Highlights & Insights¶
- Theoretical Depth: Systematically introduces theoretical tools of optimal transport and distributionally robust optimization to 3D point cloud reconstruction for the first time.
- From Points to Distributions: Upgrades from NAP's pointwise adversarial perturbation to distribution-level worst-case optimization, providing stronger regularization.
- Elegant Role of Entropy Regularization: The use of the Sinkhorn distance not only accelerates convergence but also theoretically yields a more suitable continuous worst-case distribution.
Limitations & Future Work¶
- The training time of the WDRO version increases significantly (though mitigated by SDRO).
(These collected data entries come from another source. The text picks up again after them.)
PR #8617, opened 2019-06-08
Make the libnm library optional

filakhtov:
:wave: 

Coming from Gentoo system, I have been maintaining patches to keep Cinnamon NetworkManager-free for quite a while now (since 2.8) and finally got some time to properly handle build files to:

- Introduce `--disable-networkmanager` configure flag;
- Make sure to not check for `libnm` when this flag is given;
- Make sure that `NM-1.0.gir` file is not referenced if the flag is given;
- Replace `Makefile.in` with `Makefile.am` in the `files` subdirectory and create separate `Makefile.am` files for `etc`, `usr/share` and `usr/bin`;
- Remove dependency on `nm-applet` from both `cinnamon.session` and `cinnamon2d.session` if NM is disabled;
- Skip `network` plugin installation;

Cheers! :beers:


clefebvre:
Thanks @filakhtov.

I'd prefer to keep files dynamic though (i.e. not list its items within the build system). That's the reason we use files/ in the first place, so we can easily drop files in there and mimic the filesystem.

Maybe you can remove the network applet during the build instead?

collinss:
If we move to meson like we're hoping, it will be a simple matter because the function to install a subdirectory has the option to exclude files and directories. I'm not sure if autotools has the equivalent functionality or not.

clefebvre:
OK let's address this for 4.4.

filakhtov:
Hey @clefebvre addressed your feedback. I have used `bindir`, `datadir` and `sysconfdir` variables for installing files into their appropriate locations, but otherwise you can still have the same drop-in experience as we have today.

Fantu:
Hi, if minimal changes are needed probably debian patches about it can help:
https://salsa.debian.org/cinnamon-team/cinnamon/blob/experimental/debian/patches/make_nm_optional
https://salsa.debian.org/cinnamon-team/cinnamon/blob/experimental/debian/patches/Drop-nm-applet-from-the-session-files.patch
Was already used in some version in latest years, I not used archs that use them but I suppose are working correctly.

filakhtov:
@Fantu thanks for sharing. These patches are small indeed, but they introduce an automagic dependency on network manager, which is not something always desired. Additionally, second patch unconditionally removes nm-applet from the session start, meaning that it won't be automatically started at login.

Fantu:
nm-applet as write in patch description is autostarted anyway, I can confirm it because this patch it affects every architecture, on my Bionic and Sid it turns out to be started

filakhtov:
Hmm, thanks for an update. Possibly it is done via an XDG autostart, but nonetheless automagic dependency is less than ideal, because it doesn't give users control over how they want their dependencies wired.

Fantu:
What is the problem? If nm is in build-deps (and/or already installed) have it in cinnamon build, instead if it is not there it could not compile correctly. If you don't want it, not have in build-deps and/or your build system. If is compiled on production system instead and you have nm, why not have support of it in cinnamon? (it would be the only case in which an additional choice would make sense but I suppose is very rare or near null case)
Sorry if my english is too bad.

filakhtov:
Your English is fine, no need to worry about that :smile: 

Coming from Gentoo system, where user have complete control of how their systems are built and which dependencies are used, I might want to have NetworkManager installed and use it through CLI, but I don't want it to be dragged into Cinnamon, nor I care about nm-applet. I understand that for binary distros it is perhaps not a big deal, but for projects like LFS for example it actually is!

I might have NetworkManager libraries and dev files installed only because I develop against it, but not using it as a network stack of my system and don't want my actual system libraries to be linked against it, etc.

It is generally a good rule of thumb to provide control over optional features and let users decide what they want and what they don't, even if by default it goes all enabled, there is a switch to configure things the desired way.

eli-schwartz:
Random thought: what actually needs NM installed? Why does /usr/lib/cinnamon/Cinnamon-0.1.typelib link to /usr/lib/girepository-1.0/NM-1.0.typelib at all? ISTR only the js code in the network@cinnamon.org applet actually knows or cares that NM is available, and it directly uses imports.gi.NM, so... couldn't this just be made a runtime-optional thing? That would be much better than configure switches and templating all the code.

If you are going to fully disable it, then you should make said applet not be installed, BTW.

filakhtov:
@eli-schwartz good catch, I will ensure that applet is also not installed, but having it to pick things up at runtime won't be ideal, because same reasons I described above apply.

eli-schwartz:
I feel like everything I said went right over your head. :/

Your current PR is an attempt to install the applet completely as-is, yet remove the typelib dependency and not autostart nm-applet. That would seem to be quite "optional at runtime" already. Is there something intrinsically evil about runtime detection of available features? Have you never seen code that does a try/except **in an interpreted scripting language** to import an optional feature but gracefully fall back on disabling it?

Your statements about automagic dependencies don't matter if the dependency is not automagic, but nonexistent. I am proposing what Debian calls "suggests", what Arch Linux calls [optdepends](https://wiki.archlinux.org/index.php/PKGBUILD#optdepends), and what Gentoo does not seem to support but I guess recommends simply mentioning in elog (for example https://bugs.gentoo.org/511122).

Potentially the only thing that should matter at all is whether cinnamon-session is responsible for autostarting the nm-applet program, but as @Fantu already pointed out, nm-applet installs an xdg-autostart for nm-applet and therefore it doesn't matter whether cinnamon tries to autostart it or not.

IMO the correct way to handle this is to simply remove it from the session files altogether, remove NM-1.0 from the typelib *always*, and make sure that the network@cinnamon.org applet doesn't crash or do anything else crazy when NM is not available on the system. Then cinnamon would automatically make the applet available *iff* NM is installed, and otherwise do nothing, which should hopefully solve everything for everyone except people who dislike when 132KB of useless files are installed on their system.

eli-schwartz:
This would actually have a significant impact on me in Arch Linux, because requiring a compile time option to disable networkmanager means I'm not going to cripple cinnamon for a handful of networkmanager haters, but my suggestion means I could ship a single package that optdepends on networkmanager instead of having it as a hard requirement, and then users who like networkmanager can install it and cinnamon automatically picks it up and uses it, while users who do not like networkmanager can simply not install it, and cinnamon will continue to work just fine without it.

filakhtov:
Okay, let me try and better explain things:

> Is there something intrinsically evil about runtime detection of available features?
In my opinion - yes, there is. Imagine there is an application "A" that can use a library "B". There is a system that provides library "B", but this library used by an application "C". Now if I install application "A" on that same system - it will automatically leverage library "B" at runtime. This gives no control on what dependencies are used by which application whatsoever and creates a dependency management nightmare.

> Have you never seen code that does a try/except in an interpreted scripting language to import an optional feature but gracefully fall back on disabling it?
I have seen, and I have to work with these things often times too - it is not fun at all. It sometimes leads to incompatibility issues and dependency resolution hell as well. If you put this all into SELinux or AppArmor context, such dynamic dependency detection might yield unexpected results and lead to quite a bit of a fun debugging journey. I would like things to be explicitly wired and controlled as such.

eli-schwartz:
> This gives no control on what dependencies are used by which application whatsoever

True.

> and creates a dependency management nightmare.

Completely false. Take for example https://www.archlinux.org/packages/extra/x86_64/vim/ which is built with support for various script interpreters. Vim is designed to support this via dlopen, so distros can build binary artifacts which work everywhere (no need to build 40 different distro packages for each USE flag permutation) while at the same time not forcing every vim user in all of Arch Linux from installing lua, perl, ruby, tcl, and Python both 2.x and 3.x

(Arch Linux, Fedora, and Linux Mint are all binary distros, and would no doubt be equally interested in engineering a new feature in a manner which is usable by a binary distro.)

If we're talking philosophy, failure to support graceful runtime detection of features is exactly what leads to dependency management nightmares and exponentially increasing repository sizes.

> It sometimes leads to incompatibility issues and dependency resolution hell as well. If you put this all into SELinux or AppArmor context, such dynamic dependency detection might yield unexpected results and lead to quite a bit of a fun debugging journey. I would like things to be explicitly wired and controlled as such.

If your SELinux rules are forbidding cinnamon from opening up libnm's GObject typelib *but only when cinnamon is built without the networkmanager USE flag* then maybe those rules suck and should be better designed to not be ifdef'ed based on a USE flag. Either way I would expect said SELinux rule would prevent the typelib from being opened, thus preventing networkmanager from being used, thus being no different from building without networkmanager support at all.

eli-schwartz:
I don't see how this matters anyway. All I said was that I think it may be possible to make cinnamon not use networkmanager at all, except for the applet itself, which would mean that your USE flag would only have to delete the applet, rather than also generating different Cinnamon typelibs and session files. By extension, it should also be possible to separately ship cinnamon and the applet, and make the applet hard depend on networkmanager but only when it's installed separately.

I don't understand why your Appeal To Ideological Purity considers this a bad thing.

filakhtov:
I understand what you are saying, just disagree with that.

> There is absolutely no downside to this. If you don't have these script interpreters installed, there is no dependency and surely cannot be a dependency management anything (let alone a nightmare).

There are downsides to this, everything has its trade-offs. Provided VIM example opens up a potential for more security issues, but VIM provides configure time options to disable all interpreters, I suspect because its authors understand implications.

Regardless, I think if we look at this problem differently and apply modular design to this problem then, probably, network management features, including applet and relevant typelibs, should be a separate package and have a hard dependency on NetworkManager and ModemManager libraries, because they aren't simply working without these libs.

If we go even further, and apply a bit of Unix philosophy, then Cinnamon should provide an API for networking stack and bridges should be written to support multiple backend providers, such as NetworkManager, systemd-networkd, and Arch's own netctl.

But, I would like to step out of this argument and say something that will likely help both of us get what we want. Two steps:

1. Provide configure time option, such as `--disable-networking` that completely disables networking applet and typelib dependency - that solves my problem. Happy to extend my PR to drop applet completely.
2. Refactor network applet in such a way, that if aforementioned flag is not given and applet is installed, then Cinnamon will rely on dynamic detection and handle things gracefully - solving your use case. PR is welcome :wink: 

And I hope we both will be happy. Thoughts?

eli-schwartz:
That sounds very complicated, so I will tell you what actually does make me happy. #8688 makes me happy, so I've gone ahead and done it. :)

eli-schwartz:
@filakhtov Given that #8688 is now merged, this should be simpler to implement (and also needs rebasing).

P.S. Have you by any chance experimented to see what the applet's behavior is like, when NM is not installed?

filakhtov:
@eli-schwartz it doesn't work at all, because https://github.com/linuxmint/cinnamon/blob/master/files/usr/share/cinnamon/applets/network@cinnamon.org/applet.js#L5 import will fail. This applet makes no sense without NetworkManager, because it uses GObject bindings provided by NM to query information and perform any changes to network devices.

filakhtov:
As to the rebasing this and moving forward, I haven't heard from the owners of this repository in a while and am not sure if they are still willing to accept this change or what the state is. ping @clefebvre @collinss

eli-schwartz:
> it doesn't work at all, because https://github.com/linuxmint/cinnamon/blob/master/files/usr/share/cinnamon/applets/network@cinnamon.org/applet.js#L5 import will fail. This applet makes no sense without NetworkManager, because it uses GObject bindings provided by NM to query information and perform any changes to network devices.

I don't know why you're responding like I'm unaware of that fact? I did mention earlier that I know the applet imports NM, "but I think it would be nice if it fails gracefully".

Does the applet gracefully fail, or does it segfault the desktop? Does it incur noticeable runtime penalties due to not loading, and/or continuing to try to load even though it can't?

I am curious about the answers to these questions, so I thought I'd ask if you happened to check. If you haven't, then that's fine too. Removing the applet entirely via a configure switch is definitely another valid way to solve the feature request, so, go for it. :)

As for hearing back from the maintainers, I think they were just busy on other things for a while :) so I would guess that updating the PR would be well worth it so they have something to look at.

filakhtov:
It produces interpreter errors like this:
```
error t=2019-11-15T10:33:00Z 
[network@cinnamon.org]: Requiring NM, version none: Typelib file for namespace 'NM' (any version) not found
[network@cinnamon.org]: Error importing applet.js from network@cinnamon.org
```
and fails to initialize applet altogether. This happens every time panel related settings are modified/refreshed.

clefebvre:
Hi @filakhtov sorry for the delay. We're getting close to 4.4. so we'll review all remaining PRs in the coming week.

filakhtov:
Rebased to resolve conflicts and is ready to go ahead.

src/Makefile.am
```diff
@@ -240,6 +240,9 @@ libcinnamon_la_CPPFLAGS = $(MUFFIN_CFLAGS) $(cinnamon_cflags)
 
 Cinnamon-0.1.gir: libcinnamon.la St-1.0.gir
 Cinnamon_0_1_gir_INCLUDES = Clutter-0 ClutterX11-0 CoglPango-0 Cogl-0 Meta-Muffin.0 Soup-2.4 CMenu-3.0
+if HAVE_NETWORKMANAGER
+Cinnamon_0_1_gir_INCLUDES += NM-1.0
+endif HAVE_NETWORKMANAGER
```
eli-schwartz: Why are you adding this?

filakhtov: When building Cinnamon with `--enable-introspection` flag it will produce `Cinnamon-0.1.gir` (which is XML with metadata description of the exported symbols) and `Cinnamon-0.1.typelib` (which is respective binary code) those are part of GObject Introspection bindings that allow using various features provided by the `libcinnamon` from any non-C compatible language that can consume GObject stuff, like for example JS. 

I know you have removed it in your #8688, but that might be a backwards incompatible change, because there might be software that is already dependent on NM being exposed through `Cinnamon-0.1.gir`. I'm not saying that is a good way to go about it, I'm just saying that we don't know what things exist out there (outside of Cinnamon itself) that might be broken after we removed this. I haven't seen any discussion about this on your PR nor anyone pointed out why this dependency existed in the first place. So I would be curious to find this out.

From my investigation, there is no any single applet or extension in Cinnamon itself that is using NM via Cinnamon, only directly. There were some references to it in https://github.com/linuxmint/cinnamon/blob/master/js/ui/extension.js#L25-L26, but according to this comment this is no longer the case after 4.2 release.

I'm comfortable taking this out, but I would like for maintainers to have a look and verify that we are comfortable with this change and all this makes sense. Let's see what they have to say once this reviewed and I will action this appropriately.

eli-schwartz: That is a direct import of imports.gi.NMClient, not an import of imports.gi.Cinnamon using the utility functions from imports.gi.NM

-_-

It is okay to be "backwards incompatible" during the move from 4.2 to 4.4 with something that was never documented, *always* wrong, and not even proven to exist anywhere, which I still don't believe does exist anywhere because I can't think why anyone would think to do it.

- Hyperparameters (\(\rho, \lambda, \epsilon\)) search still needs to be conducted on benchmarks.
- Only processes unoriented point clouds, without utilizing potential normal information.
- Future work can explore applying the DRO framework to new representations like Gaussian Splatting.
Related Work & Insights¶
- Neural Pull: The base framework, pulling query points to the nearest input points via SDF gradients.
- NAP: A pioneer introducing pointwise adversarial perturbation regularization; SDRO is its theoretical generalization.
- Wasserstein DRO Literature: Mathematical foundations of distributionally robust optimization in machine learning/operations research.
Rating¶
⭐⭐⭐⭐ — Rigorous theoretical framework that elegantly integrates optimal transport theory with 3D reconstruction. The upgrade from NAP's "point-level adversarial" to SDRO's "distribution-level adversarial" offers both theoretical depth and practical performance improvements. The result of outperforming supervised generalization methods on sparse point clouds is particularly prominent. However, the method is highly complex and hyperparameters need meticulous tuning.